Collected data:
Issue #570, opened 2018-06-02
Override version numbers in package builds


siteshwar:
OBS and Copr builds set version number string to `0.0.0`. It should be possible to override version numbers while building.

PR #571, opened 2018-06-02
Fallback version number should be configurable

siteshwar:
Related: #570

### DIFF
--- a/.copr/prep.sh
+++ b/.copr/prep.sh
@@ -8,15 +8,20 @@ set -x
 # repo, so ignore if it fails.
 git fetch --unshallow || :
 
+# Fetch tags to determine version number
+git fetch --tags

==

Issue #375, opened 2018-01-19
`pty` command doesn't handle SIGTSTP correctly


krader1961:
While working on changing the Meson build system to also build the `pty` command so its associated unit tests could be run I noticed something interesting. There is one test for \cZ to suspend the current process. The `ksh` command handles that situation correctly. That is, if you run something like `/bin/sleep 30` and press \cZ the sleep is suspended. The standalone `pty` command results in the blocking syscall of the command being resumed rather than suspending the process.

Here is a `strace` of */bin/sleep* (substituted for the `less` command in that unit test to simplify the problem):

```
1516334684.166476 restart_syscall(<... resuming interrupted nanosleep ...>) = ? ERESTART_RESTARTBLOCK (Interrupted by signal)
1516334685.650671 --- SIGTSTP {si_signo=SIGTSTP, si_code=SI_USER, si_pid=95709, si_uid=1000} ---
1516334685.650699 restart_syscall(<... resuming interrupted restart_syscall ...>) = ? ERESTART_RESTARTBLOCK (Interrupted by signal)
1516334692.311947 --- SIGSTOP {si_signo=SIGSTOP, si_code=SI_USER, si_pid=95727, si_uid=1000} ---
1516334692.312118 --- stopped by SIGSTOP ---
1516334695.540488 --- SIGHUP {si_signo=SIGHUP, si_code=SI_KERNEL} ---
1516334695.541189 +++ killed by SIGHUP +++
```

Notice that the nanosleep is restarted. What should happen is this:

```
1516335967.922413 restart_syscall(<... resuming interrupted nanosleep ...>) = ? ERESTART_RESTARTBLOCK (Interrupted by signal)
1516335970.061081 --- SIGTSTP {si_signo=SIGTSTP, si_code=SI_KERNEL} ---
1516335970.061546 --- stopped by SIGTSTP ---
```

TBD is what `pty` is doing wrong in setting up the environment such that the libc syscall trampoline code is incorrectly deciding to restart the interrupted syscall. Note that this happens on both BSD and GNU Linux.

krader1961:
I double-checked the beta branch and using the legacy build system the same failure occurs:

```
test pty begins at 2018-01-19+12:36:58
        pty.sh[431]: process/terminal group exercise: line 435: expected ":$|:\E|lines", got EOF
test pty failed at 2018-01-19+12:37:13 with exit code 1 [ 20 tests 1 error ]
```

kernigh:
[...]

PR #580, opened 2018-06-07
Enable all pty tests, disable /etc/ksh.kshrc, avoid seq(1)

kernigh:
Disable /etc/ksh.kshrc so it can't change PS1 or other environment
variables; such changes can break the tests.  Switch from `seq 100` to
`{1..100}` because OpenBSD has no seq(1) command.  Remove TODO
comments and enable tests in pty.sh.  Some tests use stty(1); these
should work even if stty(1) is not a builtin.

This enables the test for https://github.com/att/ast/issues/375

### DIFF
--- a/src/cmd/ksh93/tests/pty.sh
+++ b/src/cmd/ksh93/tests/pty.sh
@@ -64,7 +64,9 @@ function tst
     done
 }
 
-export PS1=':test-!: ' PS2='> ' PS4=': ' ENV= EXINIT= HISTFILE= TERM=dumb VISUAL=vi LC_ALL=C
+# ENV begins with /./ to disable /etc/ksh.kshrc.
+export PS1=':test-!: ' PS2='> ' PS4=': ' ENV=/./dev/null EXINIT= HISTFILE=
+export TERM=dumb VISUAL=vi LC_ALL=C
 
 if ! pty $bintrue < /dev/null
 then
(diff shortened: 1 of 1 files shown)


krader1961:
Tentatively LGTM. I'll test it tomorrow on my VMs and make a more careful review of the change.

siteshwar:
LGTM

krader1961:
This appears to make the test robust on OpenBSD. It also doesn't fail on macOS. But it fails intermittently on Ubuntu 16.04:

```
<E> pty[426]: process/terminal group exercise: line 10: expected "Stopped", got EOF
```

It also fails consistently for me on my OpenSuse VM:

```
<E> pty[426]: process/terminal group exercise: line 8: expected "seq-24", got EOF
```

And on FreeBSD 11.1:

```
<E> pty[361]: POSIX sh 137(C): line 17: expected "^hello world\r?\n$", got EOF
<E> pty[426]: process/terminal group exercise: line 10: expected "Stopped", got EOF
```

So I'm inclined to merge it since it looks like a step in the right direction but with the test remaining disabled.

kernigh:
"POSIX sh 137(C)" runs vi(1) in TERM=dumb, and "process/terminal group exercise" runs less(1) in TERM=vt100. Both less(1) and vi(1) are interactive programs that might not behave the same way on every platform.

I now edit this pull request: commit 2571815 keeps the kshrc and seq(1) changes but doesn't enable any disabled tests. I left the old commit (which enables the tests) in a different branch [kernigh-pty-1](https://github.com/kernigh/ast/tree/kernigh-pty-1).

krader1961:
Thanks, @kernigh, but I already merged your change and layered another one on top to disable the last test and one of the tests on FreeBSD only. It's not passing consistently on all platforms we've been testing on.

**Task description:**
Search the records for the string "EXINIT" and, wherever a line contains it, please copy that line.

**Answer for the task:**
-export PS1=':test-!: ' PS2='> ' PS4=': ' ENV= EXINIT= HISTFILE= TERM=dumb VISUAL=vi LC_ALL=C
+export PS1=':test-!: ' PS2='> ' PS4=': ' ENV=/./dev/null EXINIT= HISTFILE=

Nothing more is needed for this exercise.